Just fishing, if anyone has any thoughts I would be very happy to hear them.
Thanks
Greg

Your main issue right now is that you are running this in BIDS. This is designed to make development and debugging of packages easy, so yes to your point it validates all of the objects as it runs. Plus, the "yellow/green light show" is more overhead to show you what is happening in the package as it runs. You will get much better performance when you run it with DTSExec or as part of a scheduled task from Sql server. Are you logging your packages? If so, run from the server and look at the logs to verify how long the process actually takes on the server. If it is still taking too long at that point, then you can implement some of #registered user 's ideas.

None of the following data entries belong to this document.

PR #373, opened 2018-03-01
Add auth information as an optional parameter in HttpTrigger functions

ConnorMcMahon:
A prototype to access the information that can be found at the /.auth/me endpoint easily as a parameter of the function.

NOTE: The current PR is for v2.x (Functions V1) only. Most of the code I have added in the second commit should work in dev (Functions V2) as well, but the folder structure was different, so files may need to be located in different places, and testing still needs to be done to ensure it works on Functions V2.

Current limitations:

- Doesn't grab information from the key-based authentication that Functions already has
- Requires the function to reference the Microsoft.Azure.WebJobs.Extensions.Http.dll to get access to the new type
- Not robust in handling "mixed" authorization methods (i.e. allowing AND/OR of key-based and EasyAuth-based authorization)

### DIFF
--- a/src/WebJobs.Extensions.Http/AuthenticatedUser.cs
+++ b/src/WebJobs.Extensions.Http/AuthenticatedUser.cs
@@ -1,0 +1,87 @@
+﻿// Copyright (c) .NET Foundation. All rights reserved.
+// Licensed under the MIT License. See License.txt in the project root for license information.
+
+using System;
+using System.Collections.Generic;
+using System.Security.Claims;
+using System.Text;
+using Newtonsoft.Json;
+using Newtonsoft.Json.Linq;
+
+namespace Microsoft.Azure.WebJobs
+{
+    /// <summary>
+    /// A class containing information about the current authenticated user.
+    /// </summary>
+    public class AuthenticatedUser
+    {
+        /// <summary>
+        /// The JWT access token for the user
+        /// </summary>
+        [JsonProperty("access_token")]
+        public string AccessToken { get; private set; }
+
+        /// <summary>
+        /// The datetime that the user's access token expires
+        /// </summary>
+        [JsonProperty("expires_on")]
+        public DateTime ExpiresOn { get; private set; }
+
+        /// <summary>
+        /// The JWT token that represents the identity of the user.
+        /// </summary>
+        [JsonProperty("id_token")]
+        public string IdToken { get; private set; }
+
+        /// <summary>
+        /// The string representation of the identity provider for the authenticated user.
+        /// </summary>
+        [JsonProperty("provider_name")]
+        public string ProviderName { get; private set; }
+
+        /// <summary>
+        /// The datetime that the user's access token expires
+        /// </summary>
+        [JsonProperty("refresh_token")]
+        public string RefreshToken { get; private set; }
+
+        [JsonProperty("user_claims")]
+        internal List<Claim> _userClaims { get; set; }
+
+        /// <summary>
+        /// An array of claims that apply to the authenticated user.
+        /// </summary>
+        [JsonIgnoreAttribute]
+        public IReadOnlyList<Claim> UserClaims
+        {
+            get
+            {
+                return this._userClaims.AsReadOnly();
+            }
+        } 
+
+        internal static AuthenticatedUser DeserializeJson(string json)
+        {
+            return JsonConvert.DeserializeObject<List<AuthenticatedUser>>(json, new JsonConverter[] { new ClaimConverter() })[0];
+        }
+
+        private class ClaimConverter : JsonConverter
+        {
+            public override bool CanConvert(Type objectType)
+            {
+                return objectType == typeof(Claim);
+            }
+
+            public override object ReadJson(JsonReader reader, Type objectType, object existingValue, JsonSerializer serializer)
+            {
+                JObject jObject = JObject.Load(reader);
+                return new Claim(jObject["typ"].Value<string>(), jObject["val"].Value<string>());
+            }
+
+            public override void WriteJson(JsonWriter writer, object value, JsonSerializer serializer)
+            {
+                throw new NotImplementedException();
+            }
+        }
+    }
+}
--- a/src/WebJobs.Extensions.Http/AuthenticatedUserBindingProvider.cs
+++ b/src/WebJobs.Extensions.Http/AuthenticatedUserBindingProvider.cs
@@ -1,0 +1,168 @@
+﻿// Copyright (c) .NET Foundation. All rights reserved.
+// Licensed under the MIT License. See License.txt in the project root for license information.
+
+using System;
+using System.Collections.Generic;
+using System.Linq;
+using System.Net;
+using System.Net.Http;
+using System.Reflection;
+using System.Text;
+using System.Threading.Tasks;
+using Microsoft.Azure.WebJobs.Host.Bindings;
+using Microsoft.Azure.WebJobs.Host.Protocols;
+
+namespace Microsoft.Azure.WebJobs.Extensions.Http
+{
+    internal class AuthenticatedUserBindingProvider : IBindingProvider
+    {
+        public Task<IBinding> TryCreateAsync(BindingProviderContext context)
+        {
+            if (context == null)
+            {
+                throw new ArgumentNullException("context");
+            }
+
+            if (context.Parameter.ParameterType != typeof(AuthenticatedUser))
+            {
+                return Task.FromResult<IBinding>(null);
+            }
+
+            return Task.FromResult<IBinding>(new AuthenticatedUserBinding(context.Parameter));
+        }
+
+        private class AuthenticatedUserBinding : IBinding
+        {
+            private readonly ParameterInfo _parameter;
+
+            public AuthenticatedUserBinding(ParameterInfo parameter)
+            {
+                _parameter = parameter;
+            }
+
+            public bool FromAttribute => false;
+
+            public Task<IValueProvider> BindAsync(object value, ValueBindingContext context)
+            {
+                // TODO: Don't know what to do with this without binding data, or if it 
+                // is even needed in our use case.
+                throw new NotImplementedException("This method doesn't have binding data.");
+            }
+
+            public Task<IValueProvider> BindAsync(BindingContext context)
+            {
+                if (context == null)
+                {
+                    throw new ArgumentNullException("context");
+                }
+
+                return BindAsync(context.BindingData);
+            }
+
+            private static Task<IValueProvider> BindAsync(IReadOnlyDictionary<string, object> bindingData)
+            {
+                return Task.FromResult<IValueProvider>(new AuthenticatedUserValueProvider(bindingData));
+            }
+
+            public ParameterDescriptor ToParameterDescriptor()
+            {
+                return new ParameterDescriptor
+                {
+                    Name = _parameter.Name,
+                    DisplayHints = new ParameterDisplayHints
+                    {
+                        Description = "AuthenticatedUser"
+                    }
+                };
+            }
+
+            private class AuthenticatedUserValueProvider : IValueProvider
+            {
+                private static HttpClient _client = new HttpClient();
+                private IReadOnlyDictionary<string, object> _bindingData;
+
+                public AuthenticatedUserValueProvider(IReadOnlyDictionary<string, object> bindingData)
+                {
+                    _bindingData = bindingData;
+                }
+
+                public Type Type => typeof(AuthenticatedUser);
+
+                public async Task<object> GetValueAsync()
+                {
+                    var initialRequest = _bindingData.Values.FirstOrDefault(val => val.GetType() == typeof(HttpRequestMessage)) as HttpRequestMessage;
+                    if (initialRequest == null)
+                    {
+                        throw new InvalidOperationException("Cannot determine authenticated user without HttpTrigger.");
+                    }
+
+                    var authorizationHeader = GetAuthorizationHeaderValue(initialRequest);
+                    if (authorizationHeader != null)
+                    {
+                        return await GetAuthenticatedUserFromEasyAuth(authorizationHeader);
+                    }
+                    else
+                    {
+                        return GetAuthenticatedUserFromFunctionKey();
+                    }   
+                }
+
+                private static string GetAuthorizationHeaderValue(HttpRequestMessage initialRequest)
+                {
+                    var idTokenHeaders = initialRequest.Headers.Where(header => header.Key.EndsWith("id-token", StringComparison.OrdinalIgnoreCase));
+                    if (!idTokenHeaders.Any())
+                    {
+                        return null;
+                    }
+                    else
+                    {
+                        var idTokenHeader = idTokenHeaders.First();
+                        var idTokenValue = idTokenHeader.Value.First();
+                        return "Bearer " + idTokenValue;
+                    }
+                }
+
+                private async Task<AuthenticatedUser> GetAuthenticatedUserFromEasyAuth(string authorizationHeader)
+                {
+                    string hostname = Environment.GetEnvironmentVariable("WEBSITE_HOSTNAME");
+                    var authUri = "https://" + hostname + "/.auth/me";
+                    HttpRequestMessage request = new HttpRequestMessage(HttpMethod.Get, authUri);
+                    request.Headers.Add("Authorization", authorizationHeader);
+                    HttpResponseMessage response = await _client.SendAsync(request);
+
+                    if (response.StatusCode == HttpStatusCode.Unauthorized)
+                    {
+                        // TODO: Determine if an exception is the most appropriate use case here
+                        // especially once we start dealing with AND/OR of multiple AuthLevel enums
+                        throw new InvalidOperationException("No user was authenticated.");
+                    }
+                    else if (response.StatusCode == HttpStatusCode.NotFound)
+                    {
+                        //Same concern as the unauthorized case
+                        throw new InvalidOperationException("Authentication/Authorization is not enabled.");
+                    }
+                    else if (response.IsSuccessStatusCode)
+                    {
+                        string authenticatedUserJson = await response.Content.ReadAsStringAsync();
+                        return AuthenticatedUser.DeserializeJson(authenticatedUserJson);
+                    }
+                    else
+                    {
+                        throw new InvalidOperationException($"Do not know how to handle response status code {response.StatusCode} from {authUri}");
+                    }
+                }
+
+                private static AuthenticatedUser GetAuthenticatedUserFromFunctionKey()
+                {
+                    throw new NotImplementedException("TODO: Have not worked out what information I can/should populate here.");
+                }
+
+                public string ToInvokeString()
+                {
+                    //TODO: what goes here?
+                    return string.Empty;
+                }
+            }
+        }
+    }
+}
--- a/src/WebJobs.Extensions.Http/ClaimsIdentityBindingProvider.cs
+++ b/src/WebJobs.Extensions.Http/ClaimsIdentityBindingProvider.cs
@@ -1,0 +1,167 @@
+﻿// Copyright (c) .NET Foundation. All rights reserved.
+// Licensed under the MIT License. See License.txt in the project root for license information.
+
+using System;
+using System.Collections.Generic;
+using System.Linq;
+using System.Reflection;
+using System.Security.Claims;
+using System.Threading.Tasks;
+using Microsoft.Azure.WebJobs.Host.Bindings;
+using Microsoft.Azure.WebJobs.Host.Protocols;
+
+namespace Microsoft.Azure.WebJobs.Extensions.Http
+{
+    /// <summary>
+    /// This provider provides a binding to Type <see cref="ClaimsIdentity"/>.
+    /// </summary>
+    /// <remarks>
+    /// Attempts to bind to an identity in precedence order based on <see cref="AuthorizationLevel"/> levels.
+    /// I.e. if the request is key authenticated (Function/System/Admin) that identity is returned, if the
+    /// request is user authenticated (User) that identity is returned.
+    /// </remarks>
+    internal class ClaimsIdentityBindingProvider : IBindingProvider
+    {
+        public Task<IBinding> TryCreateAsync(BindingProviderContext context)
+        {
+            if (context == null)
+            {
+                throw new ArgumentNullException("context");
+            }
+
+            if (context.Parameter.ParameterType != typeof(ClaimsIdentity))
+            {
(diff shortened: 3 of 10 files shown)


src/WebJobs.Extensions.Http/ClaimsIdentityBindingProvider.cs
```diff
@@ -0,0 +1,167 @@
...
+                if (context.BindingData.TryGetValue(HttpTriggerAttributeBindingProvider.HttpHeadersKey, out value))
+                {
+                    IDictionary<string, string> headers = (IDictionary<string, string>)value;
+                    if (headers != null)
+                    {
+                        headers.TryGetValue(HttpConstants.AntaresEasyAuthProviderHeaderName, out identityProvider);
+                    }  
+                }
+
+                var identity = GetPrimaryIdentity(ClaimsPrincipal.Current, identityProvider);
```
cgillum: `ClaimsPrincipal.Current` won't work in Functions v2. I suggest we avoid the dependency on `System.Security.Claims` entirely.

ConnorMcMahon: Yeah, this was mentioned in the previous code review. I haven't removed the Claims based Identity providers yet from Matthews original work.

---
In reply to: [171723801](https://github.com/Azure/azure-webjobs-sdk-extensions/pull/373#discussion_r171723801) [](ancestors = 171723801)

src/WebJobs.Extensions.Http/AuthenticatedUser.cs
```diff
@@ -0,0 +1,87 @@
...
+using System.Text;
+using Newtonsoft.Json;
+using Newtonsoft.Json.Linq;
+
+namespace Microsoft.Azure.WebJobs
+{
+    /// <summary>
+    /// A class containing information about the current authenticated user.
+    /// </summary>
+    public class AuthenticatedUser
```
mathewc: For reference, my prototype PRs were here:

- https://github.com/Azure/azure-webjobs-sdk-extensions/pull/262
- https://github.com/Azure/azure-functions-host/pull/1747

I was trying to avoid adding new types to represent users/claims, and instead use existing .NET Types, since this is all representable as core identity Types.

src/WebJobs.Extensions.Http/AuthenticatedUserBindingProvider.cs
```diff
@@ -0,0 +1,168 @@
...
+                    {
+                        var idTokenHeader = idTokenHeaders.First();
+                        var idTokenValue = idTokenHeader.Value.First();
+                        return "Bearer " + idTokenValue;
+                    }
+                }
+
+                private async Task<AuthenticatedUser> GetAuthenticatedUserFromEasyAuth(string authorizationHeader)
+                {
+                    string hostname = Environment.GetEnvironmentVariable("WEBSITE_HOSTNAME");
```
mathewc: @cgillum and I had discussed in my original PR a way to have EA flow the claims as headers to us so we don't have to make an additional loop back request.

src/WebJobs.Extensions.Http/ClaimsIdentityBindingProvider.cs
```diff
@@ -0,0 +1,167 @@
...
+            {
+                if (context == null)
+                {
+                    throw new ArgumentNullException("context");
+                }
+
+                // if the request is EasyAuth authenticated, get the identity provider type
+                object value = null;
+                string identityProvider = null;
+                if (context.BindingData.TryGetValue(HttpTriggerAttributeBindingProvider.HttpHeadersKey, out value))
```
cgillum: It looks like you only use `value` inside the `if` block. In that case, it's better to use one of the new C# features and declare it as part of the out parameter, like this:

```csharp
if (context.BindingData.TryGetValue(HttpTriggerAttributeBindingProvider.HttpHeadersKey, out object value))
```

src/WebJobs.Extensions.Http/ClaimsIdentityBindingProvider.cs
```diff
@@ -0,0 +1,167 @@
...
+                        Description = "ClaimsIdentity"
+                    }
+                };
+            }
+
+            private static ClaimsIdentity GetPrimaryIdentity(ClaimsPrincipal claimsPrincipal, string identityProvider = null)
+            {
+                // if the principal contains a key based identity that will take precedence
+                // over any other identity
+                var identity = claimsPrincipal.Identities.LastOrDefault(p => p.IsAuthenticated && string.Compare(p.AuthenticationType, "key", StringComparison.OrdinalIgnoreCase) == 0);
```
cgillum: Why `string.Compare` and not `string.Equals` (here and in the logic further below)?

src/WebJobs.Extensions.Http/ClaimsIdentityBindingProvider.cs
```diff
@@ -0,0 +1,167 @@
...
+
+                public Task<object> GetValueAsync()
+                {
+                    return Task.FromResult<object>(_identity);
+                }
+
+                public string ToInvokeString()
+                {
+                    // TODO: figure out right value here
+                    return ClaimsPrincipal.Current.ToString();
```
cgillum: Probably `ClaimsPrincipal.Identity.Name` is what you want.

src/WebJobs.Extensions.Http/ClaimsPrincipalBindingProvider.cs
```diff
@@ -0,0 +1,108 @@
...
+        public Task<IBinding> TryCreateAsync(BindingProviderContext context)
+        {
+            if (context == null)
+            {
+                throw new ArgumentNullException("context");
+            }
+
+            if (context.Parameter.ParameterType != typeof(ClaimsPrincipal))
+            {
+                return Task.FromResult<IBinding>(null);
```
cgillum: minor perf nit: There should probably be a cache version of the null task result to avoid unnecessary task object allocations. It seems we do this in many places.

src/WebJobs.Extensions.Http/ClaimsPrincipalBindingProvider.cs
```diff
@@ -0,0 +1,108 @@
...
+
+                public Task<object> GetValueAsync()
+                {
+                    return Task.FromResult<object>(ClaimsPrincipal.Current);
+                }
+
+                public string ToInvokeString()
+                {
+                    // TODO: figure out right value here
+                    return ClaimsPrincipal.Current.ToString();
```
cgillum: Probably `ClaimsPrincipal.Identity.Name` is what you want.

test/WebJobs.Extensions.Tests/Extensions/Http/HttpTriggerEndToEndTests.cs
```diff
@@ -104,6 +105,15 @@ public void BindToRequestAndPocoAtSameTime()
             Assert.Equal(request.Properties["result"], "abc"); // Verify resposne was set
         }
 
+        [Fact]
+        public void ClaimsPrincipalBinding()
+        {
+            var request = new HttpRequestMessage(HttpMethod.Get, "http://functions.com/api/TestIdentityBindings");
+
+            var method = typeof(TestFunctions).GetMethod("TestIdentityBindings");
```
cgillum: Instead of hardcoding "TestIdentityBindings", it's more robust to do `nameof(TestIdentityBindings)`.

src/WebJobs.Extensions.Http/AuthenticatedUserBindingProvider.cs
```diff
@@ -0,0 +1,168 @@
...
+                    }
+                    else
+                    {
+                        throw new InvalidOperationException($"Do not know how to handle response status code {response.StatusCode} from {authUri}");
+                    }
+                }
+
+                private static AuthenticatedUser GetAuthenticatedUserFromFunctionKey()
+                {
+                    throw new NotImplementedException("TODO: Have not worked out what information I can/should populate here.");
```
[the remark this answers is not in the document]
ConnorMcMahon: It grabs them off of ClaimsPrincipal.Current I believe, which is null in .NET Core I believe.

---
In reply to: [171932417](https://github.com/Azure/azure-webjobs-sdk-extensions/pull/373#discussion_r171932417) [](ancestors = 171932417)

src/WebJobs.Extensions.Http/AuthenticatedUser.cs
ConnorMcMahon: So  ClaimsIdentityBindingProvider and ClaimsPrincipalBindingProvider were both cherry-picked in the commit from that first PR you posted. This new object contains a superset of those binding providers, and is non-.NET specific as Chris mentioned below.

However, adding this type does brings about it's own challenges, such as how to import the type itself, as well as maintenance/documentation. I am open to discussing ways around defining a new type, while still allowing cross language support and ideally providing access to more information than just the claims.

---
In reply to: [171758615](https://github.com/Azure/azure-webjobs-sdk-extensions/pull/373#discussion_r171758615) [](ancestors = 171758615)

src/WebJobs.Extensions.Http/AuthenticatedUserBindingProvider.cs
```diff
@@ -0,0 +1,168 @@
...
+                    if (response.StatusCode == HttpStatusCode.Unauthorized)
+                    {
+                        // TODO: Determine if an exception is the most appropriate use case here
+                        // especially once we start dealing with AND/OR of multiple AuthLevel enums
+                        throw new InvalidOperationException("No user was authenticated.");
+                    }
+                    else if (response.StatusCode == HttpStatusCode.NotFound)
+                    {
+                        //Same concern as the unauthorized case
+                        throw new InvalidOperationException("Authentication/Authorization is not enabled.");
```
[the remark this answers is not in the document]
ConnorMcMahon: Good point about the token store. For now, we have all of the required fields except for the claims (and we want to add those in a header soon anyways). Once we have all of the fields present, then this can become the only method used to populate, and we avoid hitting the token store altogether.

---
In reply to: [171931203](https://github.com/Azure/azure-webjobs-sdk-extensions/pull/373#discussion_r171931203) [](ancestors = 171931203)

src/WebJobs.Extensions.Http/AuthenticatedUserBindingProvider.cs
```diff
@@ -0,0 +1,168 @@
...
+                    var authUri = "https://" + hostname + "/.auth/me";
+                    HttpRequestMessage request = new HttpRequestMessage(HttpMethod.Get, authUri);
+                    request.Headers.Add("Authorization", authorizationHeader);
+                    HttpResponseMessage response = await _client.SendAsync(request);
+
+                    if (response.StatusCode == HttpStatusCode.Unauthorized)
+                    {
+                        // TODO: Determine if an exception is the most appropriate use case here
+                        // especially once we start dealing with AND/OR of multiple AuthLevel enums
+                        throw new InvalidOperationException("No user was authenticated.");
```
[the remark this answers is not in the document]
ConnorMcMahon: I'm not quite sure how best to represent an unauthenticated user identity using our current workflow. The object itself as null? An added bool/enum property on the object to check if it is authenticated?

---
In reply to: [171930399](https://github.com/Azure/azure-webjobs-sdk-extensions/pull/373#discussion_r171930399) [](ancestors = 171930399)

src/WebJobs.Extensions.Http/AuthenticatedUserBindingProvider.cs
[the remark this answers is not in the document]
cgillum: Functions API keys are not integrated into the IIS/ASP.NET identity pipeline, so I'm pretty sure they could not have been pulled off of ClaimsIdentity.Current.

---
In reply to: [171945399](https://github.com/Azure/azure-webjobs-sdk-extensions/pull/373#discussion_r171945399) [](ancestors = 171945399,171932417)

src/WebJobs.Extensions.Http/AuthenticatedUserBindingProvider.cs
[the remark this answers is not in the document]
cgillum: In ASP.NET today, the "User" object is never null.  Instead, it is initialized to some default values and the IsAuthenticated property is set to false.  I'm suggesting we follow that general model of always providing a non-null user object and use a boolean flag to indicate whether the request was authenticated. We can use that same data structure to carry additional information, such as an enum and maybe a informative message for debugging purposes.

---
In reply to: [171948363](https://github.com/Azure/azure-webjobs-sdk-extensions/pull/373#discussion_r171948363) [](ancestors = 171948363,171930399)

src/WebJobs.Extensions.Http/AuthenticatedUserBindingProvider.cs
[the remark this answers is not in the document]
ConnorMcMahon: I'm specifically looking at the first few lines of GetPrimaryIdentity() in ClaimsIdentityBindingProvider. I could be confused about what keys that comment was referring to. @mathewc@microsoft.com, thoughts?

---
In reply to: [171972359](https://github.com/Azure/azure-webjobs-sdk-extensions/pull/373#discussion_r171972359) [](ancestors = 171972359,171945399,171932417)

src/WebJobs.Extensions.Http/ClaimsIdentityBindingProvider.cs
```diff
@@ -0,0 +1,206 @@
...
+{
+    /// <summary>
+    /// This provider provides a binding to Type <see cref="ClaimsIdentity"/>.
+    /// </summary>
+    /// <remarks>
+    /// Attempts to bind to an identity in precedence order based on <see cref="AuthorizationLevel"/> levels.
+    /// I.e. if the request is key authenticated (Function/System/Admin) that identity is returned, if the
+    /// request is user authenticated (User) that identity is returned.
+    /// </remarks>
+    internal class ClaimsIdentityBindingProvider : IBindingProvider
```
ConnorMcMahon: I'm not sold on the utility of this binding. The IEnumerable<ClaimsIdentity> can be gotten straight off of the identity, and us choosing one of them to bind to in the single ClaimsIdentity case just seems like a breaking change waiting to happen.

src/WebJobs.Extensions.Http/ClaimsIdentityBindingProvider.cs
```diff
@@ -0,0 +1,206 @@
...
+                    }
+                }
+                return null;
+            }
+
+            private static ClaimsIdentity GetPrimaryIdentity(ClaimsPrincipal claimsPrincipal, string identityProvider = null)
+            {
+                // if the principal contains a key based identity that will take precedence
+                // over any other identity
+                var identity = claimsPrincipal.Identities.LastOrDefault(p => p.IsAuthenticated && string.Equals(p.AuthenticationType, "key", StringComparison.OrdinalIgnoreCase));
```
ConnorMcMahon: As Chris mentioned earlier, I don't think the "key" identity is present here, even when using key based authentication for an HTTP function.

src/WebJobs.Extensions.Http/ClaimsPrincipalBindingProvider.cs
```diff
@@ -0,0 +1,105 @@
...
+using Microsoft.Azure.WebJobs.Host.Protocols;
+
+namespace Microsoft.Azure.WebJobs.Extensions.Http
+{
+    /// <summary>
+    /// This provider provides a binding to Type <see cref="ClaimsPrincipal"/>.
+    /// </summary>
+    internal class ClaimsPrincipalBindingProvider : IBindingProvider
+    {
+        private static Task<IBinding> nullBinding = Task.FromResult<IBinding>(null);
```
cgillum: >static [](start = 16, length = 6)

style nit: Make this readonly and capitalize it

src/WebJobs.Extensions.Http/ClaimsPrincipalBindingProvider.cs
cgillum: Do we need to check for null here?

---
In reply to: [171935462](https://github.com/Azure/azure-webjobs-sdk-extensions/pull/373#discussion_r171935462) [](ancestors = 171935462)

src/WebJobs.Extensions.Http/ClaimsPrincipalBindingProvider.cs
```diff
@@ -0,0 +1,105 @@
...
+                    throw new ArgumentNullException("context");
+                }
+
+                IReadOnlyDictionary<string, object> bindingData = context.BindingData;
+                return Task.FromResult<IValueProvider>(new ClaimsPrincipalValueProvider(ClaimsPrincipalHelper.FromBindingData(bindingData)));
+            }
+
+            public Task<IValueProvider> BindAsync(object value, ValueBindingContext context)
+            {
+                throw new NotImplementedException("This method does not provide the necessary binding data.");
```
cgillum: >NotImplementedException [](start = 26, length = 23)

Can you add a comment about when this overload would get called, and why it's safe for us to assume that it won't ever get called?

src/WebJobs.Extensions.Http/ClaimsPrincipalHelper.cs
```diff
@@ -0,0 +1,71 @@
...
+    using System.Security.Claims;
+
+    internal static class ClaimsPrincipalHelper
+    {
+        // Shared serializer instance. This is safe for multi-threaded use.
+        private static readonly DataContractJsonSerializer Serializer = GetCustomSerializer();
+
+        public static ClaimsPrincipal FromBindingData(IReadOnlyDictionary<string, object> bindingData)
+        {
+            var req = bindingData.Values.FirstOrDefault(val => val.GetType() == typeof(HttpRequestMessage)) as HttpRequestMessage;
```
cgillum: >HttpRequestMessage [](start = 87, length = 18)

Does functions v2 also use HttpRequestMessage internally (and not the new HttpRequest in .NET Core)?

src/WebJobs.Extensions.Http/ClaimsPrincipalHelper.cs
```diff
@@ -0,0 +1,71 @@
...
+            if (req == null)
+            {
+                return new ClaimsPrincipal();
+            }
+
+            var claimsPrincipalHeaderValue = GetClaimsPrincipalHeaderValue(req);
```
cgillum: >var [](start = 12, length = 3)

Please use variable type names explicitly when saving the result of a method call (in this case string).

src/WebJobs.Extensions.Http/ClaimsPrincipalHelper.cs
```diff
@@ -0,0 +1,71 @@
...
+            // Use the ISO 8601 recommended format for internet timestamps (see http://tools.ietf.org/html/rfc3339).
+            settings.DateTimeFormat = new DateTimeFormat("o");
+
+            return new DataContractJsonSerializer(typeof(ClaimsIdentitySlim), settings);
+        }
+
+
+        private static string GetClaimsPrincipalHeaderValue(HttpRequestMessage request)
+        {
+            var claimsPrincipalHeaders = request.Headers.Where(header => string.Equals(header.Key, "x-ms-client-principal", StringComparison.OrdinalIgnoreCase));
```
cgillum: >Where [](start = 57, length = 5)

Would it be simpler to use `FirstOrDefault` instead of `Where` here?

ConnorMcMahon: I was tempted to do that, but since a KeyValuePair  is a struct, you can't compare against default(KeyValuePair) easily. See this stackoverflow thread [https://stackoverflow.com/questions/1335419/how-can-i-make-sure-that-firstordefaultkeyvaluepair-has-returned-a-value/1336077](https://stackoverflow.com/questions/1335419/how-can-i-make-sure-that-firstordefaultkeyvaluepair-has-returned-a-value/1336077). 

However, I think if I can get around that by first performing a Select(header => header.Value.First()) before FirstOrDefault to achieve a cleaner result than what I currently have.

---
In reply to: [174632398](https://github.com/Azure/azure-webjobs-sdk-extensions/pull/373#discussion_r174632398) [](ancestors = 174632398)

src/WebJobs.Extensions.Http/ClaimsPrincipalHelper.cs
ConnorMcMahon: Good point. I believe in functions v2, either HttpRequestMessage or HttpRequest can be utilized as this type. However, this current PR is for function v1 (which uses webjobs v2), and targets .NET 4.6, so I don't think I even have access to this type.

---
In reply to: [174631976](https://github.com/Azure/azure-webjobs-sdk-extensions/pull/373#discussion_r174631976) [](ancestors = 174631976)

src/WebJobs.Extensions.Http/ClaimsPrincipalBindingProvider.cs
ConnorMcMahon: Interestingly, until I added readonly, the project wouldn't build because of a style error if I used uppercase with a private error. Good to know adding readonly avoids that. 

---
In reply to: [174630304](https://github.com/Azure/azure-webjobs-sdk-extensions/pull/373#discussion_r174630304) [](ancestors = 174630304)

src/WebJobs.Extensions.Http/ClaimsPrincipalBindingProvider.cs
ConnorMcMahon: After talking with Mike about this, it appears this is used when a parameter of the type ClaimsPrincipal is provided in a programatic call (i.e. via a normal WebJobs). We technically don't need an implementation, but I can right a simple one just to be safe.

---
In reply to: [174631670](https://github.com/Azure/azure-webjobs-sdk-extensions/pull/373#discussion_r174631670) [](ancestors = 174631670)

src/WebJobs.Extensions.Http/ClaimsIdentityBindingProvider.cs
mathewc: I believe my initial idea in having this binding in addition to the principal binding was to facilitate bindings in other languages (e.g. Node), where the binding is JObject based and the ClaimsPrincipal APIs aren't being used. If we verify the programming model for both .NET and Node can naturally access all identities (in cases where there are multiple) and enumerate them, then I agree we should do the minimum required.

src/WebJobs.Extensions.Http/ClaimsIdentityBindingProvider.cs
mathewc: Right - that was additional prototype work that I had done in a separate PR to add that identity, to ensure a consistent experience.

Are you running each of the tasks in parallel? If it has to cycle through all 60 objects serially, then your major room for improvement is running each of these in parallel. If you are trying to parallelize the processes, then you could do a few solutions:
Create all 60 objects, each chains of 3 objects. This is labor intensive to setup, but it is the easiest to troubleshoot and allows you to customize it when necessary. Obviously this does not abstract away anything!
Create a parent package and a child package. The child package would contain the structure of what you want to execute. The parent package contains 20 Execute Package tasks. This is similar to 1, but it offers the advantage that you only have one set of code to maintain for the 3-task sequence container. This likely means you will move to a table-driven metadata model. This works well in SSIS with the CozyRoc Data Flow Plus task if you are transferring data from one server to another. If you are doing everything on the same server, then you're really probably organizing stored procedure executions which would be easy to do with this model.
Create a package that uses the CozyRoc Parallel Task and Data Flow Plus. This can allow you to encapsulate all the logic in one package and execute all of them in parallel. WARNING I tried this approach in SQL Server 2008 R2 with great success. However, when SQL Server 2012 was released, the CozyRoc Parallel Task did not behave the way it did in previous versions for me due to some under the cover changes in SSIS. I logged this as a bug with CozyRoc, but as best as I know this issue has not been resolved (as of 4/1/2013). Also, this model may abstract away too much of the ETL and make initial loads and troubleshooting individual table loads in the future more difficult.
Personally, I use solution 1 since any of my team members can implement this code successfully. Metadata driven solutions are sexy, but much harder to code correctly.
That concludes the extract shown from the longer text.